The continuous monitoring will last for duration of 90 minutes for each subject, unless the participant requests termination of the experiment or as per the physician's instructions. Subjects admitted to the study will be monitored using both Capnography and ECG- as reference devices. The EarlySense revised sensor will be placed under one of the two-mattress types incorporated into the study. Both mattresses are typical double bed mattresses of 160 X 200 cm with two different internal structure composition. The sensor will be placed directly below the subject's thorax area on one of the mattress sides. The signals collected by the sensor will be communicated via BLE to the processing unit (HUB).

Following connecting the subject to the reference devices, both the subject and the partner will be instructed on the actions they should perform through the stages of the experiment.

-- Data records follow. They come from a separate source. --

PR #5020, opened 2016-04-09
Minor tweaks to scripting migrations

### LINKED ISSUE #5012: "Done" message was shown when running dotnet ef migrations script
I'm working on ef migrations in web tool side. I use dotnet ef migrations script to generate T-SQL file of migrations. When this command is done, it will show a "Done" on screen, whose the code is from src/dotnet-ef/MigrationsScriptCommand.cs  (line 74 Reporter.Error.WriteLine("Done");) . This "Done" should not be handled by "Reporter.Error".

When I run the whole thing by msbuild tasks, the "Done" will be captured by msbuild.exe and it was recognized an error message. This makes people think this command has a problem and actually it is not. 

Is there an option not showing "Done" on screen or some other approach to skip "Done" ?

natemcmaster:
Fix #5012.

cc @divega

### DIFF
--- a/src/dotnet-ef/MigrationsScriptCommand.cs
+++ b/src/dotnet-ef/MigrationsScriptCommand.cs
@@ -2,6 +2,7 @@
 // Licensed under the Apache License, Version 2.0. See License.txt in the project root for license information.
 
 using System.IO;
+using System.Text;
 using JetBrains.Annotations;
 using Microsoft.DotNet.Cli.Utils;
 using Microsoft.Extensions.CommandLineUtils;
@@ -69,9 +70,10 @@ namespace Microsoft.EntityFrameworkCore.Commands
             else
             {
                 Reporter.Verbose.WriteLine("Writing SQL script to '" + output + "'".Bold().Black());
-                File.WriteAllText(output, sql);
+                File.WriteAllText(output, sql, Encoding.UTF8);
 
-                Reporter.Error.WriteLine("Done");
+                // TODO https://github.com/aspnet/EntityFramework/issues/4771
+                // Reporter.Error.WriteLine("Done");
             }
 
             return 0;


divega:
:shipit:

natemcmaster:
Cc @bricelam

src/dotnet-ef/MigrationsScriptCommand.cs
```diff
@@ -69,9 +70,9 @@ public static void Configure([NotNull] CommandLineApplication command)
             else
             {
                 Reporter.Verbose.WriteLine("Writing SQL script to '" + output + "'".Bold().Black());
-                File.WriteAllText(output, sql);
+                File.WriteAllText(output, sql, Encoding.UTF8);
 
-                Reporter.Error.WriteLine("Done");
+                Reporter.Output.WriteLine("Done");
```
bricelam: This goes against our general principle of only logging data to stdout.

natemcmaster: Verbose then?

lajones: `Information` would seem to be the right level to me.

natemcmaster: There are only three levels on Reporter: Error, Verbose, and Output.

lajones: :-( OK, `Verbose` sounds good then - but we should log something against `Reporter`. That doesn't seem to provide enough levels to me.

divega: @natemcmaster and I talked about this, in particular about @bricelam's [feedback](https://github.com/aspnet/EntityFramework/pull/5020/files#r59140707). It seems that what we have is consistent with the conventions of .NET CLI commands so we need to find out msdeploy can use this differently or if those conventions need revisiting.

bricelam: BTW, `Verbose` writes to stderr.

natemcmaster: But only if -v is specified, right? 

Diego and I talked in person. We are going to investigate a little more before/if we merge this. We want to avoid corner-casing this one command.

bricelam: Oh good point, yes.

natemcmaster: Logging "Done" has little value. How about we just remove altogether and revisit after RC2?

PR #5021, opened 2016-04-09
Cross-compile to netcore50

### LINKED ISSUE #4802: Latest RC2 packages do not install in latest UWP builds
The errors are currently in our dependencies, so there is likely nothing to do on our side other than test and report issues to the appropriate teams. I've reported the current issue with the `System.AppContext` package to .NET Core folks.

> System.AppContext 4.1.0-rc2-23826 provides a compile-time reference assembly for System.AppContext on UAP,Version=v10.0, but there is no run-time assembly compatible with win10-arm.
At line:1 char:1
install-package Microsoft.EntityFrameworkCore.Sqlite -pre
~~~~~~~~~~~~~
CategoryInfo : NotSpecified: (:) [Install-Package], Exception
FullyQualifiedErrorId : NuGetCmdletUnhandledException,NuGet.PackageManagement.PowerShellCmdlets.InstallPackageCommand

natemcmaster:
Fix powershell commands.

Fix #4802 

Related pull requests for dependencies: 

https://github.com/aspnet/Common/pull/107
https://github.com/aspnet/Caching/pull/178
https://github.com/aspnet/Options/pull/137
https://github.com/aspnet/PlatformAbstractions/pull/32
https://github.com/aspnet/DependencyInjection/pull/399
https://github.com/aspnet/Logging/pull/403
https://github.com/aspnet/Microsoft.Data.Sqlite/pull/242

### DIFF
--- a/src/Microsoft.EntityFrameworkCore.Commands/Design/Internal/StartupInvoker.cs
+++ b/src/Microsoft.EntityFrameworkCore.Commands/Design/Internal/StartupInvoker.cs
@@ -5,10 +5,12 @@ using System;
 using System.Linq;
 using System.Reflection;
 using JetBrains.Annotations;
-using Microsoft.AspNetCore.Hosting;
 using Microsoft.EntityFrameworkCore.Utilities;
 using Microsoft.Extensions.DependencyInjection;
 using Microsoft.Extensions.PlatformAbstractions;
+#if !NETCORE50
+using Microsoft.AspNetCore.Hosting;
+#endif
 
 namespace Microsoft.EntityFrameworkCore.Design.Internal
 {
@@ -100,12 +102,14 @@ namespace Microsoft.EntityFrameworkCore.Design.Internal
 
         protected virtual IServiceCollection ConfigureHostServices([NotNull] IServiceCollection services)
         {
+#if !NETCORE50
             services.AddSingleton<IHostingEnvironment>(
                 new HostingEnvironment
                 {
                     ContentRootPath = _startupProjectDir,
                     EnvironmentName = _environment
                 });
+#endif
 
             services.AddLogging();
             services.AddOptions();
--- a/src/Microsoft.EntityFrameworkCore.Relational/project.json
+++ b/src/Microsoft.EntityFrameworkCore.Relational/project.json
@@ -10,13 +10,15 @@
     "xmlDoc": true
   },
   "dependencies": {
-    "Microsoft.EntityFrameworkCore": "1.0.0-*",
-    "System.Diagnostics.DiagnosticSource": "4.0.0-*"
+    "Microsoft.EntityFrameworkCore": "1.0.0-*"
   },
   "compile": "../Shared/*.cs",
   "resourceFiles": "Properties/Microsoft.EntityFrameworkCore.Relational.rd.xml",
   "frameworks": {
     "net451": {
+      "dependencies": {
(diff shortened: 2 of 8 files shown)


src/Microsoft.EntityFrameworkCore.Commands/Design/Internal/StartupInvoker.cs
```diff
@@ -100,12 +102,14 @@ private object Invoke(Type type, string[] methodNames, IServiceCollection servic
 
         protected virtual IServiceCollection ConfigureHostServices([NotNull] IServiceCollection services)
         {
+#if !NETCORE50
```
divega: For possibly improved logistics, consider merging the changes from https://github.com/aspnet/EntityFramework/pull/5037 as well, since UWP does not work until the commands work.

divega:
I am not able to validate if the changes to project.json files seem correct, but the rest LGTM.

natemcmaster:
cc @pranavkm @davidfowl can someone review/signoff on the project.json changes?

src/Microsoft.EntityFrameworkCore.Commands/tools/OperationHandlers.cs
```diff
@@ -32,17 +38,17 @@ public partial class OperationResultHandler : IOperationResultHandler
         private string _errorMessage;
         private string _errorStackTrace;
 
-        public virtual int Version => 0;
+        public virtual int Version { get { return 0; } }
```
pranavkm: Why change these?

natemcmaster: This file also needs to be compiled in c# 5.0 by powershell. See #5036

pranavkm: Shouldn't that go in a separate PR? If the hope here is that eventually we won't have to cross compile for netcore, we could revert this change in entirety.

src/Microsoft.EntityFrameworkCore.Relational/project.json
```diff
@@ -38,8 +40,29 @@
...
+    },
+    "netcore50": {
+      "dependencies": {
+        "Microsoft.NETCore.Platforms": {
+          "type": "build",
+          "version": "1.0.1-*"
+        },
+        "Microsoft.CSharp": "4.0.0",
+        "System.Data.Common": "4.0.0",
+        "System.Text.RegularExpressions": "4.0.10",
```
pranavkm: Why are some of these `type: build` and not others?

pranavkm:
Looks :shipit: to me. Might want to get @davidfowl \ @anurse \ @pakrym to look at this in case they spot issues working with the CLI.

src/Microsoft.EntityFrameworkCore.Relational/project.json
natemcmaster: In short, to make dotnet-restore pass but they don't need to be in the nuspec because these packages will only ever be installed alongside Microsoft.NETCore.UniversalWindowsPlatform.

"build" dependencies are there only to upgrade the version of the package dotnet-restore pulls. Without this (for example without "System.Dynamic.Runtime" build dependency), nuget fails. "Could not find runtime-assembly for win7-x64 for System.Dynamic.Runtime 4.0.0.

The same is true of including ms.netcore.platforms. It doesn't need to be in the nuspec.

PR #5023, opened 2016-04-09
Fix/supress ReSharper warnings for Microsoft.EntityFrameworkCore.SqlServer

AndriySvyryd:


anpete:
:shipit:

src/Microsoft.EntityFrameworkCore.Commands/Design/DbContextOperations.cs
```diff
@@ -85,7 +85,7 @@ public virtual Type GetContextType([CanBeNull] string name)
             var contexts = new Dictionary<Type, Func<DbContext>>();
 
             // Look for IDbContextFactory implementations
-            var contextFactories = _startupAssembly.GetConstructibleTypes()
+            var contextFactories = _startupAssembly.GetConstructableTypes()
```
lajones: Weird that R# insists on this. AFAICS "constructible" is more normal, but if it stops R# warnings then so be it.

lajones:
:shipit:

src/Microsoft.EntityFrameworkCore.Commands/Design/DbContextOperations.cs
AndriySvyryd: The dictionary it's using is not very flexible, e.g. It also marks behaviour as misspelled

PR #5039, opened 2016-04-11
Fix/supress ReSharper warnings for Microsoft.EntityFrameworkCore.Commands

AndriySvyryd:


src/Microsoft.EntityFrameworkCore.Commands/Scaffolding/Internal/Configuration/IndexConfiguration.cs
```diff
@@ -25,15 +25,17 @@ public class IndexConfiguration : IFluentApiConfiguration
         public virtual string LambdaIdentifier { get; }
         public virtual Index Index { get; }
 
-        public virtual bool HasAttributeEquivalent { get; }
+        public virtual bool HasAttributeEquivalent { get; set; }
```
divega: Is the setter actually needed. Can't tell from looking at the code.

AndriySvyryd: No. I'll change it to
```
public virtual bool HasAttributeEquivalent => false;
```

divega:
LGTM, probably a good idea for @lajones to take a look at the changes in scaffolding in case there are specific reasons we had things how we had them (e.g. the protected vs. virtual members in `ModelConfiguration`).

src/Microsoft.EntityFrameworkCore.Commands/Scaffolding/Internal/Configuration/ModelConfiguration.cs
```diff
@@ -18,48 +19,48 @@ namespace Microsoft.EntityFrameworkCore.Scaffolding.Internal.Configuration
...
             [NotNull] CSharpUtilities cSharpUtilities,
             [NotNull] ScaffoldingUtilities scaffoldingUtilities)
         {
             Check.NotNull(configurationFactory, nameof(configurationFactory));
             Check.NotNull(model, nameof(model));
             Check.NotNull(customConfiguration, nameof(customConfiguration));
-            Check.NotNull(extensionsProvider, nameof(extensionsProvider));
+            Check.NotNull(annotationProvider, nameof(annotationProvider));
             Check.NotNull(cSharpUtilities, nameof(scaffoldingUtilities));
             Check.NotNull(scaffoldingUtilities, nameof(cSharpUtilities));
```
lajones: Can we change the above 2 lines so that the `nameof()` matches the object we're testing? Looks like they got mixed up at some stage.

src/Microsoft.EntityFrameworkCore.Commands/Scaffolding/Internal/Configuration/ModelConfiguration.cs
```diff
@@ -18,48 +19,48 @@ namespace Microsoft.EntityFrameworkCore.Scaffolding.Internal.Configuration
...
-        protected const string DbContextSuffix = "Context";
-        protected const string DefaultDbContextName = "Model" + DbContextSuffix;
-        protected static readonly KeyDiscoveryConvention _keyDiscoveryConvention = new KeyDiscoveryConvention();
-        protected static readonly KeyConvention _keyConvention = new KeyConvention();
-
-        protected readonly ConfigurationFactory _configurationFactory;
-        protected List<OptionsBuilderConfiguration> _onConfiguringConfigurations;
-        protected SortedDictionary<EntityType, EntityConfiguration> _entityConfigurationMap;
+        private const string DbContextSuffix = "Context";
+        private const string DefaultDbContextName = "Model" + DbContextSuffix;
```
lajones: I think making the above 2 const's `public` (or keeping them `protected`) would be better. So that an inheritor could easily override them. Other changes from `protected` to `private` are fine.

lajones:
After the minor comments above :shipit:

PR #5044, opened 2016-04-12
Fix/supress ReSharper warnings in providers

AndriySvyryd:
@lajones

### DIFF
--- a/src/Microsoft.EntityFrameworkCore.InMemory/Extensions/Internal/InMemoryLoggerExtensions.cs
+++ b/src/Microsoft.EntityFrameworkCore.InMemory/Extensions/Internal/InMemoryLoggerExtensions.cs
@@ -5,7 +5,8 @@ using System;
 using Microsoft.EntityFrameworkCore.Infrastructure;
 using Microsoft.Extensions.Logging;
 
-namespace Microsoft.EntityFrameworkCore.Internal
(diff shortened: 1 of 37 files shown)


src/Microsoft.EntityFrameworkCore.InMemory/Extensions/Internal/InMemoryLoggerExtensions.cs
```diff
@@ -5,7 +5,8 @@
 using Microsoft.EntityFrameworkCore.Infrastructure;
 using Microsoft.Extensions.Logging;
 
-namespace Microsoft.EntityFrameworkCore.Internal
+// ReSharper disable once CheckNamespace
+namespace Microsoft.EntityFrameworkCore
```
lajones: Are you sure on this? It's in the `Internal` directory?

AndriySvyryd: In this case the class itself is internal

lajones: Hmmm. OK.

lajones:
:shipit:

PR #5046, opened 2016-04-12
Ensure properties matching CLR properties are always marked as non-shadow

### LINKED ISSUE #4714: Ensure properties added via EntityBuilder that match CLR properties are marked as non-shadow
Currently it is possible to add a property using the string-based API with the same name as a property on the CLR type that hasn't been discovered by a convention, resulting in a shadow property by default.

AndriySvyryd:
Fixes #4714


AndriySvyryd:
Will rewrite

The subject will lie on the mattress side where the EarlySense sensor is located, while the partner will be instructed to enter the other side of the mattress. At this time, the experiment will start, and the clock will start running.

Detailed Description

Not available

Study Timeline

• Study First Submitted: 2022-01-13
• Status Verified: 2022-02
• Study First Submitted QC: 2022-02-02
• Study First Posted: 2022-02-14
• Last Update Submitted: 2022-07-27
• Last Update Posted: 2022-07-28
• Study Start: 2023-04
• Primary Completion: 2024-04
• Study Completion: 2024-04

Recruitment & Eligibility

• Status: UNKNOWN
• Sex: All
• Target Recruitment: 36

Inclusion Criteria

• Age above 18 years
• Sleeping with a partner in bed
• Willing to sign the consent form

Exclusion Criteria

• Subjects with arrhythmia will be excluded from the study

Study & Design

• Study Type: INTERVENTIONAL
• Study Design: SINGLE_GROUP

Arm && Interventions

Group	Intervention	Description
36 adults	EarlySense Noomi system	The test group should include both men and women subjects. Two equal sizes (18) sub-groups will be enrolled such that each sub-group will be monitored while lying on a different mattress type.

Primary Outcome Measures

Name	Time	Method
Respiration Rate (Br./min)	90 minutes	Measurement obtained from study device will be compared to measurement obtained from SOC device.
Heart Rate (BPM)	90 minutes	Measurement obtained from study device will be compared to measurement obtained from SOC device.